Member of the Arizona House of Representatives from the 19th district
- Incumbent
- Assumed office January 9, 2023 Serving with Gail Griffin
- Preceded by: Diego Espinoza

Member of the Arizona House of Representatives from the 14th district
- In office November 23, 2021 – January 9, 2023
- Preceded by: Becky Nutt
- Succeeded by: Travis Grantham

Personal details
- Party: Republican
- Education: School of Bible Theology (BA)

= Lupe Diaz =

American politician and pastor

Lupe Diaz is an American politician and pastor serving as a member of the Arizona House of Representatives from the 19th district. He assumed office on November 23, 2021.
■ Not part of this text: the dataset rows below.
PR #790, opened 2019-09-28
Auth: add endpoint type parameter support

### LINKED ISSUE #713: Ability to specify which interface to use for the cloud provider

/kind feature

**What happened**:
I couldn't specify which interface endpoints to use for the Openstack cloud provider. It defaults to the public interface from the gophercloud SDK.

== Early life and education ==
A native of Bisbee, Arizona, Diaz graduated from Bisbee High School. He earned a Bachelor of Arts degree in theological studies from the School of Bible Theology in San Jacinto, California.

== Career ==
Since 1988, Diaz has worked as a pastor at Grace Chapel Benson in Benson, Arizona. He also served as a member of the Benson City Council. Diaz is also the president of Grace Christian Center Inc., a non-profit organization. He is also the principal of Grace Christian Academy. Diaz was appointed to the Arizona House of Representatives by the Cochise County Board of Supervisors in November 2021, succeeding Becky Nutt.